From the entries, return every line where the string "scss" shows up.

Data excerpts START

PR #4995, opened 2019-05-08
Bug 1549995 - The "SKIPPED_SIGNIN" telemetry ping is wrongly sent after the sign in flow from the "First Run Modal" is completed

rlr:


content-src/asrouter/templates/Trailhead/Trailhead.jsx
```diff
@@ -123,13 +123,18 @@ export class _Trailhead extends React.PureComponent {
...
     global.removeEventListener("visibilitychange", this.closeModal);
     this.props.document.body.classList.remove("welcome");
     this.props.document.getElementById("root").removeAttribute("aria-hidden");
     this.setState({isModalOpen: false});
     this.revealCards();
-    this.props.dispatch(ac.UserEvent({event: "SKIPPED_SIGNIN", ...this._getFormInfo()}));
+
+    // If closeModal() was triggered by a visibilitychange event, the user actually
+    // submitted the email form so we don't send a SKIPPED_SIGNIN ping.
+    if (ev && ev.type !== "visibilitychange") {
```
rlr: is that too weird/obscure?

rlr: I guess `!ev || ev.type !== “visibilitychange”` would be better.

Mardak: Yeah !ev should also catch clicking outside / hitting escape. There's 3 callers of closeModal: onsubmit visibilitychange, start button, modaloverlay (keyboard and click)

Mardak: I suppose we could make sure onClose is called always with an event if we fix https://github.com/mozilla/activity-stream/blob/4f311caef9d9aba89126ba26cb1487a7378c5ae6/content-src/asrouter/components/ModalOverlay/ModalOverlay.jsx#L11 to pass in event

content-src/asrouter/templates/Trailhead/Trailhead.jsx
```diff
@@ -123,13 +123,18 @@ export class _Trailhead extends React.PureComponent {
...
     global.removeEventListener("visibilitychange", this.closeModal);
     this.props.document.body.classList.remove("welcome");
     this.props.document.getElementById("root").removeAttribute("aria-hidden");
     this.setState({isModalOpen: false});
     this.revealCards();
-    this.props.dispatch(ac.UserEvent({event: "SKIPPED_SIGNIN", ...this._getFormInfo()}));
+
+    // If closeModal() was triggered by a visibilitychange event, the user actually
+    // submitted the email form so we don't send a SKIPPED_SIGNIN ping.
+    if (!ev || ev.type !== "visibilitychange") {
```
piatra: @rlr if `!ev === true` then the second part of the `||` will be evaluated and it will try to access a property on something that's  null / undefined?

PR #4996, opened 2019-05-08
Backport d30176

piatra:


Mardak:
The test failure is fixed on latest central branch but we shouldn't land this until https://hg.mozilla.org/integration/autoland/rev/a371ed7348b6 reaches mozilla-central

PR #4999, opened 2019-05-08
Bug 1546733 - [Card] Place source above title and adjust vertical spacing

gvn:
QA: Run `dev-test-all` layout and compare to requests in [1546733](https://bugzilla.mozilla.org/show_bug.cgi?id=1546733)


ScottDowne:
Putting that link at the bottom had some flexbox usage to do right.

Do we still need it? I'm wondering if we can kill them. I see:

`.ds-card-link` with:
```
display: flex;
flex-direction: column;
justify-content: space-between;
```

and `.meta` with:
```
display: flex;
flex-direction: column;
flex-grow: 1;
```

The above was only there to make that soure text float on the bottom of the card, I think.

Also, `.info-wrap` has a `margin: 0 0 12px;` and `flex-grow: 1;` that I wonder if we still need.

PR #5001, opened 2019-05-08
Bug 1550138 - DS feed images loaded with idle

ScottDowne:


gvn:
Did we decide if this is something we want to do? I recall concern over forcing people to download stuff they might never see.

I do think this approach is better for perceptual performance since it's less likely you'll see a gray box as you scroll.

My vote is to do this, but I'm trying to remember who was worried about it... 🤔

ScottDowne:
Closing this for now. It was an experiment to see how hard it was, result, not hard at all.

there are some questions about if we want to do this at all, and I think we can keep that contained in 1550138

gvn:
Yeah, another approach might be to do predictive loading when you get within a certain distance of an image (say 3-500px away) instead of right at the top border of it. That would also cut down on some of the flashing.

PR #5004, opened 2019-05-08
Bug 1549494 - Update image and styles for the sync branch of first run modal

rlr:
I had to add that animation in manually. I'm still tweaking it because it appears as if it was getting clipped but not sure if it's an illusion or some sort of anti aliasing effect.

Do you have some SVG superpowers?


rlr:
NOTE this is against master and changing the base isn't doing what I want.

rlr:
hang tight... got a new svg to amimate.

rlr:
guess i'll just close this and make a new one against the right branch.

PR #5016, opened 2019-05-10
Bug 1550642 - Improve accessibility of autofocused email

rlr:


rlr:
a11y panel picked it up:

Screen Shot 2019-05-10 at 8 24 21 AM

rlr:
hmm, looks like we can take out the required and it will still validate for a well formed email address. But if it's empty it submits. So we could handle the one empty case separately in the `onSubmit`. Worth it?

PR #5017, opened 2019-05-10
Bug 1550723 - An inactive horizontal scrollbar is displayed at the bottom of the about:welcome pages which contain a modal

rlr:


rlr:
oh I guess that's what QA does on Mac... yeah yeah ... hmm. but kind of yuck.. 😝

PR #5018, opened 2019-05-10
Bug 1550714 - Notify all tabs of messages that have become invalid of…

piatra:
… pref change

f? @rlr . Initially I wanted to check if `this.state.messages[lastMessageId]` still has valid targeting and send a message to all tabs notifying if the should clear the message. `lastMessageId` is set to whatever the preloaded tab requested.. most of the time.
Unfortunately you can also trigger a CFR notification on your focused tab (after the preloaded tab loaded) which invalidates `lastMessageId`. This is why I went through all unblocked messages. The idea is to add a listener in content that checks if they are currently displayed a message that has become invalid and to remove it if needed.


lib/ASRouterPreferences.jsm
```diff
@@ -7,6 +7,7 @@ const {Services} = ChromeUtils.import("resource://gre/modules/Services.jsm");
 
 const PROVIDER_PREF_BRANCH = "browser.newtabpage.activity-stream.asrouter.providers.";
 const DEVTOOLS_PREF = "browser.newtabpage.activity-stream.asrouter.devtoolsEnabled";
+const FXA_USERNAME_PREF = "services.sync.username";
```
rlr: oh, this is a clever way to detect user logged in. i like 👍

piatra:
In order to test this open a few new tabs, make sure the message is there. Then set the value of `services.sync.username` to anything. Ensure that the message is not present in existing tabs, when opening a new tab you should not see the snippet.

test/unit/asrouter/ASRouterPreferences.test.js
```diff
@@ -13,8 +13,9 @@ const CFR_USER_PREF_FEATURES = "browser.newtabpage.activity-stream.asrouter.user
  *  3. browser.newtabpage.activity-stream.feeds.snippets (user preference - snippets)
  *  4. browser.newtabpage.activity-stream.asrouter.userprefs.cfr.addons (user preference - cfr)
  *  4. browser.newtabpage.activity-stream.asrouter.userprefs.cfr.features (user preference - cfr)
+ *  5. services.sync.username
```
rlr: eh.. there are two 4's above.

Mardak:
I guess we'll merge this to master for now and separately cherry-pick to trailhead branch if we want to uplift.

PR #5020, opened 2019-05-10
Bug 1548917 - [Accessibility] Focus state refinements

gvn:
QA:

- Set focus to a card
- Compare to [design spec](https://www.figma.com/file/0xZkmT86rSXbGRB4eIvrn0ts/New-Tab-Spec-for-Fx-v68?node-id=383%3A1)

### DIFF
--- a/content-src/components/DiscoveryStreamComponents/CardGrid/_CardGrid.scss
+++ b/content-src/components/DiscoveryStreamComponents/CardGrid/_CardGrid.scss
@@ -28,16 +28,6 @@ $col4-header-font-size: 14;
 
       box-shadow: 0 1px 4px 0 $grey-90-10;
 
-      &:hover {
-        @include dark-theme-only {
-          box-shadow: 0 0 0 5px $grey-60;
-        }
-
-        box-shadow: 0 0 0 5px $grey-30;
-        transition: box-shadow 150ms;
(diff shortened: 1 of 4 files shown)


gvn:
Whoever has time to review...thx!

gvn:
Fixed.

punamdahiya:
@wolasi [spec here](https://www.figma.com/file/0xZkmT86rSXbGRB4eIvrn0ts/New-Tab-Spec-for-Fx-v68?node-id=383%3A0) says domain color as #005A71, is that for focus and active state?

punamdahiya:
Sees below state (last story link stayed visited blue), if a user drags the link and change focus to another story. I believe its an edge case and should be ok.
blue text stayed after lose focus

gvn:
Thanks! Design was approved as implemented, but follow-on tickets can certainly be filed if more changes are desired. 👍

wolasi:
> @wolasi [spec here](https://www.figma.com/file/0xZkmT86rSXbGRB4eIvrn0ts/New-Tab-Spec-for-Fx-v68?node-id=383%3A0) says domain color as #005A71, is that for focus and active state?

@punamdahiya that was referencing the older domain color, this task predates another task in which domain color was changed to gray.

Data excerpts END

▶ **Result**
--- a/content-src/components/DiscoveryStreamComponents/CardGrid/_CardGrid.scss
+++ b/content-src/components/DiscoveryStreamComponents/CardGrid/_CardGrid.scss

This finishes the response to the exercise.